And what could be better? Well, nothing we don't have the math for that
problem in the first place. If we had, we could predict weather accurately
with a time window bigger than 24hours...

24 hours is the accuracy weather forecasts are having since decades even with
Moore laws multiplying the power of processors...

Even by throwing more money and engineers at them some problems cannot be
solved.

The only way to average non linear phenomenon is to scale the problem to an
extra large population or make prediction on ultra short time.

Actually I guess that if users were seeing there battery lifetime sucked
dramatically every time they use WiFi, or GPU it would create an adverse
effect on computer users of making them anxious (human beings are weird
animals) and some of them would use less their computers.

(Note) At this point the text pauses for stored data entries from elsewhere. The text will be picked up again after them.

PR #757, opened 2021-09-27
Add an `read_clock_khr` function that calls `OpReadClockKHR`

expenses:
Reading from the shader clock lets us create heatmaps for ray tracing as seen here: https://developer.nvidia.com/blog/profiling-dxr-shaders-with-timer-instrumentation/.

heatmap

### DIFF
--- a/crates/rustc_codegen_spirv/src/spirv_type_constraints.rs
+++ b/crates/rustc_codegen_spirv/src/spirv_type_constraints.rs
@@ -745,7 +745,7 @@ pub fn instruction_signatures(op: Op) -> Option<&'static [InstSig<'static>]> {
         // SPV_AMD_shader_fragment_mask
         Op::FragmentMaskFetchAMD | Op::FragmentFetchAMD => reserved!(SPV_AMD_shader_fragment_mask),
         // SPV_KHR_shader_clock
-        Op::ReadClockKHR => reserved!(SPV_KHR_shader_clock),
+        Op::ReadClockKHR => {}
         // SPV_NV_mesh_shader
         Op::WritePackedPrimitiveIndices4x8NV => reserved!(SPV_NV_mesh_shader),
         // SPV_NV_ray_tracing
--- a/crates/spirv-std/src/arch.rs
+++ b/crates/spirv-std/src/arch.rs
@@ -150,3 +150,25 @@ pub unsafe fn vector_insert_dynamic<T: Scalar, V: Vector<T, N>, const N: usize>(
 pub fn kill() -> ! {
     unsafe { asm!("OpKill", options(noreturn)) }
 }
+
+/// Read from the shader clock.
+///
+/// Requires the `SPV_KHR_shader_clock` extension and the `ShaderClockKHR` capability.
+///
+/// See:
+/// <https://htmlpreview.github.io/?https://github.com/KhronosGroup/SPIRV-Registry/blob/master/extensions/KHR/SPV_KHR_shader_clock.html>
+#[spirv_std_macros::gpu_only]
+#[doc(alias = "OpReadClockKHR")]
+pub unsafe fn read_clock_khr() -> u64 {
+    let mut result: u64 = 0;
+
+    asm! {
+        "%uint = OpTypeInt 32 0",
+        "%uint_3 = OpConstant %uint 3",
+        "%result = OpReadClockKHR typeof*{result} %uint_3",
+        "OpStore {result} %result",
+        result = in(reg) &mut result,
+    };
+
+    result
+}


crates/spirv-std/src/arch.rs
```diff
@@ -150,3 +150,25 @@ pub unsafe fn vector_insert_dynamic<T: Scalar, V: Vector<T, N>, const N: usize>(
...
+/// See:
+/// <https://htmlpreview.github.io/?https://github.com/KhronosGroup/SPIRV-Registry/blob/master/extensions/KHR/SPV_KHR_shader_clock.html>
+#[spirv_std_macros::gpu_only]
+#[doc(alias = "OpReadClockKHR")]
+pub unsafe fn read_clock_khr() -> u64 {
+    let mut result: u64 = 0;
+
+    asm! {
+        "%uint = OpTypeInt 32 0",
+        "%uint_3 = OpConstant %uint 3",
```
expenses, line 167: I'm not entirely sure how to do this 'scope' field. It has to be an `OpConstant` so I'm not sure if that's something we can use `in(reg)` for. 

With glsl:

```glsl
#version 450
#extension GL_EXT_shader_explicit_arithmetic_types_int64 : enable
#extension GL_ARB_shader_clock : enable

void main() {
	uint64_t clock_value = clockARB();
}
```

becomes:

```spirv
; SPIR-V
; Version: 1.0
; Generator: Google Shaderc over Glslang; 10
; Bound: 12
; Schema: 0
               OpCapability Shader
               OpCapability Int64
               OpCapability ShaderClockKHR
               OpExtension "SPV_KHR_shader_clock"
          %1 = OpExtInstImport "GLSL.std.450"
               OpMemoryModel Logical GLSL450
               OpEntryPoint Fragment %main "main"
               OpExecutionMode %main OriginUpperLeft
               OpSource GLSL 450
               OpSourceExtension "GL_ARB_shader_clock"
               OpSourceExtension "GL_EXT_shader_explicit_arithmetic_types_int64"
               OpSourceExtension "GL_GOOGLE_cpp_style_line_directive"
               OpSourceExtension "GL_GOOGLE_include_directive"
               OpName %main "main"
               OpName %clock_value "clock_value"
       %void = OpTypeVoid
          %3 = OpTypeFunction %void
      %ulong = OpTypeInt 64 0
%_ptr_Function_ulong = OpTypePointer Function %ulong
       %uint = OpTypeInt 32 0
     %uint_3 = OpConstant %uint 3
       %main = OpFunction %void None %3
          %5 = OpLabel
%clock_value = OpVariable %_ptr_Function_ulong Function
         %11 = OpReadClockKHR %ulong %uint_3
               OpStore %clock_value %11
               OpReturn
               OpFunctionEnd
```

so I just copied that constant.

msiglreith: Using `const` in combination with the `Scope` enum from `memory` would be an option:
```rust
let mut result: u64;

asm! {
    "%uint = OpTypeInt 32 0",
    "%scope = OpConstant %uint {scope}",
    "{result} = OpReadClockKHR typeof*{result} %scope",
    result = out(reg) result,
    scope = const Scope::Subgroup as _,
};

result
```

expenses: Ooh, yeah that makes sense!

crates/rustc_codegen_spirv/src/spirv_type_constraints.rs
```diff
@@ -745,7 +745,7 @@ pub fn instruction_signatures(op: Op) -> Option<&'static [InstSig<'static>]> {
         // SPV_AMD_shader_fragment_mask
         Op::FragmentMaskFetchAMD | Op::FragmentFetchAMD => reserved!(SPV_AMD_shader_fragment_mask),
         // SPV_KHR_shader_clock
-        Op::ReadClockKHR => reserved!(SPV_KHR_shader_clock),
+        Op::ReadClockKHR => {}
```
khyperia, line 748: ping @eddyb to review this bit, I forget how spirv_type_constraints works

crates/spirv-std/src/arch.rs
```diff
@@ -150,3 +150,26 @@ pub unsafe fn vector_insert_dynamic<T: Scalar, V: Vector<T, N>, const N: usize>(
...
+pub unsafe fn read_clock_khr() -> u64 {
+    let mut result: u64 = 0;
+
+    asm! {
+        "%uint = OpTypeInt 32 0",
+        "%scope = OpConstant %uint {scope}",
+        "%result = OpReadClockKHR typeof*{result} %scope",
+        "OpStore {result} %result",
+        result = in(reg) &mut result,
+        scope = const crate::memory::Scope::Subgroup as _,
```
khyperia, line 171: Shouldn't this be a const generic, similar to barriers?

crates/spirv-std/src/arch.rs
```diff
@@ -150,3 +150,26 @@ pub unsafe fn vector_insert_dynamic<T: Scalar, V: Vector<T, N>, const N: usize>(
...
+#[doc(alias = "OpReadClockKHR")]
+pub unsafe fn read_clock_khr() -> u64 {
+    let mut result: u64 = 0;
+
+    asm! {
+        "%uint = OpTypeInt 32 0",
+        "%scope = OpConstant %uint {scope}",
+        "%result = OpReadClockKHR typeof*{result} %scope",
+        "OpStore {result} %result",
+        result = in(reg) &mut result,
```
khyperia, line 170: I believe this can be `out(reg) result`, with `{result} = OpReadClockKHR ...`

crates/spirv-std/src/arch.rs
```diff
@@ -150,3 +150,26 @@ pub unsafe fn vector_insert_dynamic<T: Scalar, V: Vector<T, N>, const N: usize>(
...
+
+/// Read from the shader clock.
+///
+/// Requires the `SPV_KHR_shader_clock` extension and the `ShaderClockKHR` capability.
+///
+/// See:
+/// <https://htmlpreview.github.io/?https://github.com/KhronosGroup/SPIRV-Registry/blob/master/extensions/KHR/SPV_KHR_shader_clock.html>
+#[spirv_std_macros::gpu_only]
+#[doc(alias = "OpReadClockKHR")]
+pub unsafe fn read_clock_khr() -> u64 {
```
khyperia, line 162: I think this should have a `#[cfg(target_feature = "Int64")]`. It would be nice to also include the u32-tuple version, to allow this to be used where the Int64 capability is not available.

khyperia (changes requested):

khyperia:
Please also add compiletests

crates/spirv-std/src/arch.rs
expenses: Yep, using a const generic here makes sense.

https://www.khronos.org/registry/vulkan/specs/1.2-extensions/man/html/VK_KHR_shader_clock.html#_description says:

> The two valid SPIR-V scopes for `OpReadClockKHR` are `Subgroup` and `Device`.

so we probably want to have a new enum with only those two scopes, to limit invalid usage.

expenses: We can't use a scope as a const generic yet though:

```rust
error: constant expression depends on a generic parameter
   --> crates\spirv-std\src\arch.rs:189:23
    |
189 |         scope = const SCOPE as u32,
    |                       ^^^^^^^^^^^^
    |
    = note: this may fail depending on what value the parameter takes
                ^^^^^^^^^^^^
 ```

and if we add `#![feature(const_evaluatable_checked)]` to the crate we get:

```rust
error: unconstrained generic constant
   --> crates\spirv-std\src\arch.rs:189:23
    |
189 |         scope = const SCOPE as u32,
    |                       ^^^^^^^^^^^^
    |
    = help: try adding a `where` bound using this expression: `where [(); SCOPE as u32]:`
```

khyperia: Check how barriers do this (barrier.rs), they do this exact thing.

(and for some context, arch.rs is not intended to be ergonomic or safe to use, it's supposed to be the building blocks of a good abstraction)

expenses: That's fair. Hopefully when const generics can implemented a little further we'll be able to ensure (some) correctness though.

tests/ui/arch/read_clock_khr.rs
```diff
@@ -0,0 +1,16 @@
+// build-pass
+// compile-flags: -Ctarget-feature=+Int64,+ShaderClockKHR,+ext:SPV_KHR_shader_clock
```
khyperia, line 2: Ah, shoot, right, I'm silly and completely missed this the first time around, there should also be a `#[cfg(and(target_feature = "ShaderClockKHR", target_feature = "ext:SPV_KHR_shader_clock"))]` put on too, to both functions, sorry!

expenses:
Hmm, `compiletests` doesn't seem to like those `#[cfg]` flags.

khyperia:
... oh, ugh, right, since we build spirv-std without those flags, but the test itself with those flags (something that never happens, and cannot happen, in the real world - can only happen here since we're directly invoking rustc instead of going through cargo). uuuuh, hmm, going to try to think of a way to resolve it...

crates/rustc_codegen_spirv/src/spirv_type_constraints.rs
eddyb: Looking at [the extension](https://github.com/KhronosGroup/SPIRV-Registry/blob/004f312872a014d6b7cf33e33fbd235c33a6be27/extensions/KHR/SPV_KHR_shader_clock.asciidoc#instructions), looks like the instruction doesn't have multiple types that are related, so nothing to here.

However, I'd suggest this change:
```suggestion
        Op::ReadClockKHR => {
            // NOTE(eddyb) we actually use these despite not being in the standard yet.
            // reserved!(SPV_KHR_shader_clock)
        }
```

We're ending up with a lot of these, I wish the standard contained the current status of the extensions instead of just describing the instructions as "reserved" (which is why I initially avoided handling them here).

tomachinz:
nanosecond timing will be useful.

_Timestamp values in this time domain are in units of nanoseconds and are comparable with platform timestamp values captured using the POSIX clock_gettime API. This extension advertises the SPIR-V ShaderClockKHR capability for Vulkan, which allows a shader to query a real-time or monotonically incrementing counter at the subgroup level or across the device level. The two valid SPIR-V scopes for OpReadClockKHR are Subgroup and Device._

khyperia:
This is a horrible no-good very bad solution, and I'm really hoping I can think of something better, but right now my only thought to fix it is [adding ShaderClockKHR and the ext to here](https://github.com/EmbarkStudios/rust-gpu/blob/6780432b37f337fb7dd5f2a9b07cf06992198109/tests/src/main.rs#L303).

expenses:
> 
> 
> This is a horrible no-good very bad solution, and I'm really hoping I can think of something better, but right now my only thought to fix it is [adding ShaderClockKHR and the ext to here](https://github.com/EmbarkStudios/rust-gpu/blob/6780432b37f337fb7dd5f2a9b07cf06992198109/tests/src/main.rs#L303).

That doesn't look too too bad to me :)

Another think that I thought off that could to have a seperate feature flag just for the compiletests:

```rust
#[cfg(any(
    all(
        target_feature = "Int64",
        target_feature = "ShaderClockKHR",
        target_feature = "ext:SPV_KHR_shader_clock"
    ),
    target_feature = "compiletests"
)]
```

That way we don't have to shove a whole lot of features into that line you linked.

PR #765, opened 2021-10-12
Update dependencies

khyperia:


khyperia:
I said this in discord already, but to add context where it's relevant, this is currently blocked on https://github.com/EmbarkStudios/ash-molten/pull/56 getting merged - I'd rather not reference a git fork. Either ash-molten will do another release once that's merged, or we can reference ash-molten git main.

This is because [ash 0.32 has cargo-deny issues](https://rustsec.org/advisories/RUSTSEC-2021-0090), so, need to update to ash 0.33, but ash-molten doesn't have support for ash 0.33 yet (that PR adds it).

PR #778, opened 2021-10-27
No longer require the workaround for the collatz example

DJMcNab:
Follow up from #776, which works exactly as required <3


khyperia:
Now that https://github.com/EmbarkStudios/rust-gpu/pull/809 is in, could you rebase to main and remove the `Int8` cap?

examples/runners/wgpu/builder/src/main.rs
```diff
@@ -26,14 +18,10 @@ fn build_shader(
 }
 
 fn main() -> Result<(), Box<dyn Error>> {
-    build_shader("../../../shaders/sky-shader", true, &[])?;
-    build_shader("../../../shaders/simplest-shader", false, &[])?;
+    build_shader("../../../shaders/sky-shader", true)?;
+    build_shader("../../../shaders/simplest-shader", false)?;
     // We need the int8 capability for using `Option`
```
khyperia, line 23: please remove this comment~

PR #792, opened 2021-11-03
compiletests: unlock `// {only,ignore}-*` usage.

eddyb:
~~*Opening as draft because https://github.com/Manishearth/compiletest-rs/pull/249 isn't merged yet.*~~

This enables the test from #789 to correctly run only on `vulkan1.1` targets, and be ignored on other targets (tested both with the default and `--target-env opengl4.5`).

We should also be able to use `// ignore-*` now, without `compiletest-rs` panicking.

### DIFF
--- a/Cargo.lock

Imagine if SUV were showing an estimation of mileage dropping sharply when you
make a big acceleration? People would stop accelerating like mad men, hence it
would kill the SUV/sport car market. You don't want to kill a really good and
rational economy, do you?

Sellers don't want you to be economical in your use of anything, else it kills
the market as sure as a pair of crocs lasts for years.

We live in an era where consumers and producers want to use moar resources,
moar energy and feel good about it, not anxious.

Does the planet have limited resources, is it irresponsible?

No! Let's throw more money and engineers at a problem and we surely can solve
it.

I guess immortality and super powers are just around the corner. lol.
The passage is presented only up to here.